▸ EXERCISE DESCRIPTION
In the reply, include exactly the lines of the entries below from the first to the line with "cannot be done.", that line included.

........

PR #376, opened 2022-08-17
Added an error message when trying to return null values from the database as part of the reactive stream.

jepp3:
The reactive streams specification disallows null values in a sequence. Now when the dao module has been migrated to project reactor we cannot return null values in a reactive stream. We do that when we select specific columns from a database, that may be null.  Consider the following:

```
@Select( "select may_be_null_column from table where id = :id" )
Flux<String> getStuff(Integer id);
```
Here may_be_null_column may be null.

Backward compatibility is hard to get here.  we can either: 
* Ignore the null values returned in the sequence
* Throw an exception stating that returning null values cannot be done. 

We went with the "throw an exception" since ignoring values might be more dangerous because it will hide the problem. As well the user can get around the issue by wrapping the possible null values. 

So one can say the dao migration is breaking because it will changed the behavior on null values. This will only make it clearer for developers to understand the problem.

### DIFF
--- a/dao/src/main/java/se/fortnox/reactivewizard/db/statement/SelectStatementFactory.java
+++ b/dao/src/main/java/se/fortnox/reactivewizard/db/statement/SelectStatementFactory.java
@@ -28,8 +28,8 @@ public class SelectStatementFactory extends AbstractDbStatementFactory {
             try (ResultSet resultSet = statement.executeQuery()) {
                 while (resultSet.next()) {
                     if (fluxSink != null) {
-                        var val = deserializer.deserialize(resultSet);
-                        if(val == null){
+                        var value = deserializer.deserialize(resultSet);
+                        if (value == null) {
                             throw new NullPointerException("""
                                 One or more selected values from the database is null.
                                 Project Reactor does not allow emitting null values in a stream. Wrap the return value from the dao interface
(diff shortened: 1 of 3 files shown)


flowertwig (approved):

rassmate (approved):

dao/src/main/java/se/fortnox/reactivewizard/db/statement/SelectStatementFactory.java
```diff
@@ -25,7 +28,19 @@ protected void executeStatement(Connection connection, Object[] args, FluxSink f
             try (ResultSet resultSet = statement.executeQuery()) {
                 while (resultSet.next()) {
                     if (fluxSink != null) {
-                        fluxSink.next(deserializer.deserialize(resultSet));
+                        var value = deserializer.deserialize(resultSet);
+                        if (value == null) {
+                            throw new NullPointerException("""
```
JonasHallFnx, line 33: Is it possible to add the query and/or typeinfo of the method to the error, otherwise you have no clue to what query is causing this?

jepp3: good point, I added the parameterized query.

JonasHallFnx (approved):

PR #377, opened 2022-08-19
Return 400 HTTP response code when the query contains an invalid hex …

softqwewasd:


jaxrs/src/main/java/se/fortnox/reactivewizard/jaxrs/JaxRsRequest.java
```diff
@@ -108,8 +108,13 @@ public String getQueryParam(String key) {
     public String getQueryParam(String key, String defaultValue) {
         if (queryParameters == null) {
             QueryStringDecoder queryStringDecoder = new QueryStringDecoder(req.uri());
-            queryParameters = queryStringDecoder.parameters();
+            try {
+                queryParameters = queryStringDecoder.parameters();
+            } catch (IllegalArgumentException e) {
+                throw new WebException(HttpResponseStatus.BAD_REQUEST, "invalidhexbyte", "Failed to decode query params due to invalid two digit hexadecimal");
```
jepp3, line 114: How do we know that the IllegalArgumentException is caused by what we state and assume here?

softqwewasd: I made the assumption that IllegalArgumentException is thrown if and only if the hexbyte decoding fails. I could not find other places where an IllegalArgumentException would be thrown for some query param values other than the hexbyte decoding part of the code. That said, I do not think we should pass the exception message to WebException but we can change the message to something more general, like "Failed to decode query parameters" and the "invalidhexbyte" can be changed to "querydecodefailure".

flowertwig: Will any of that (except the status code) be exposed in the http response? If so, I don't think we should include it in the WebException, but log the IllegalArgumentException instead.

flowertwig (changes requested):

jaxrs/src/main/java/se/fortnox/reactivewizard/jaxrs/JaxRsRequest.java
```diff
@@ -108,8 +108,14 @@ public String getQueryParam(String key) {
     public String getQueryParam(String key, String defaultValue) {
         if (queryParameters == null) {
             QueryStringDecoder queryStringDecoder = new QueryStringDecoder(req.uri());
-            queryParameters = queryStringDecoder.parameters();
+            try {
+                queryParameters = queryStringDecoder.parameters();
+            } catch (IllegalArgumentException e) {
+                LOG.error(e.getMessage());
```
flowertwig, line 114: We should have a log message that briefly explains what happened and then include the exception as the last param in LOG.error. Thus we will get the message and stacktrace.

flowertwig (changes requested):

jaxrs/src/main/java/se/fortnox/reactivewizard/jaxrs/JaxRsRequest.java
```diff
@@ -108,8 +108,14 @@ public String getQueryParam(String key) {
     public String getQueryParam(String key, String defaultValue) {
         if (queryParameters == null) {
             QueryStringDecoder queryStringDecoder = new QueryStringDecoder(req.uri());
-            queryParameters = queryStringDecoder.parameters();
+            try {
+                queryParameters = queryStringDecoder.parameters();
+            } catch (IllegalArgumentException e) {
+                LOG.error("Failed to decode HTTP query params for request " + req.method().name() + " " + req.uri(), e);
```
flowertwig, line 114: Use {} placeholders for the two params.

jaxrs/src/test/java/se/fortnox/reactivewizard/jaxrs/JaxRsResourceTest.java
```diff
@@ -746,6 +746,21 @@ public void shouldAcceptBeanParamInherited() {
...
+        assertBadRequest("/test/accepts?%A");
+        assertBadRequest("/test/accepts?%=");
+        assertBadRequest("/test/accepts?%?");
+        assertBadRequest("/test/accepts?%AG");
+        assertBadRequest("/test/accepts?%A@");
+    }
+
+    private void assertBadRequest(String uri) {
+        MockHttpServerResponse mockHttpServerResponse = get(service, uri);
+        assertThat(mockHttpServerResponse.status()).isEqualTo(HttpResponseStatus.BAD_REQUEST);
```
flowertwig, line 761: Use LoggingVerifier to assert the logging as well.

flowertwig (changes requested):

jaxrs/src/test/java/se/fortnox/reactivewizard/jaxrs/JaxRsResourceTest.java
softqwewasd: :+1:

flowertwig (approved):

PR #404, opened 2022-09-20
execute transaction will now accept Mono and Flux.

rassmate:
Since commands sent to a database is typically inserts or updates which normally would return a single integer (number of rows affected) or empty if specified as Mono<Void>

### DIFF
--- a/dao/src/main/java/se/fortnox/reactivewizard/db/transactions/DaoTransactionsFlux.java
+++ b/dao/src/main/java/se/fortnox/reactivewizard/db/transactions/DaoTransactionsFlux.java
@@ -1,5 +1,6 @@
 package se.fortnox.reactivewizard.db.transactions;
 
+import org.reactivestreams.Publisher;
 import reactor.core.publisher.Mono;
 
 public interface DaoTransactionsFlux {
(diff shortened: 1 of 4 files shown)


dao/src/main/java/se/fortnox/reactivewizard/db/transactions/DaoTransactionsFlux.java
```diff
@@ -1,6 +1,6 @@
 package se.fortnox.reactivewizard.db.transactions;
 
-import reactor.core.publisher.Flux;
+import reactor.core.publisher.Mono;
 
 public interface DaoTransactionsFlux {
```
flowertwig, line 5: Shouldn't we change this name? `DaoTransactionsReactor` and then replace `DaoTransactions` once rxjava support is removed?

rassmate: If we are going to change it in the future, perhaps we can leave it like this and change it to the correct one once its name is going to be DaoTransactions?

JonasHallFnx (approved):

flowertwig (approved):

utils/src/main/java/se/fortnox/reactivewizard/util/ReactiveDecorator.java
```diff
@@ -72,6 +72,24 @@ public static <T> Optional<T> getDecoration(Flux<?> wrapper) {
         return Optional.of((T) ((DecoratedFlux)wrapper).getDecoration());
     }
 
+    /**
+     * Get the decoration of a Flux.
```
flowertwig, line 76: Flux -> Publisher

........

▸ RESPONSE BOX
PR #376, opened 2022-08-17
Added an error message when trying to return null values from the database as part of the reactive stream.

jepp3:
The reactive streams specification disallows null values in a sequence. Now when the dao module has been migrated to project reactor we cannot return null values in a reactive stream. We do that when we select specific columns from a database, that may be null.  Consider the following:

```
@Select( "select may_be_null_column from table where id = :id" )
Flux<String> getStuff(Integer id);
```
Here may_be_null_column may be null.

Backward compatibility is hard to get here.  we can either: 
* Ignore the null values returned in the sequence
* Throw an exception stating that returning null values cannot be done. 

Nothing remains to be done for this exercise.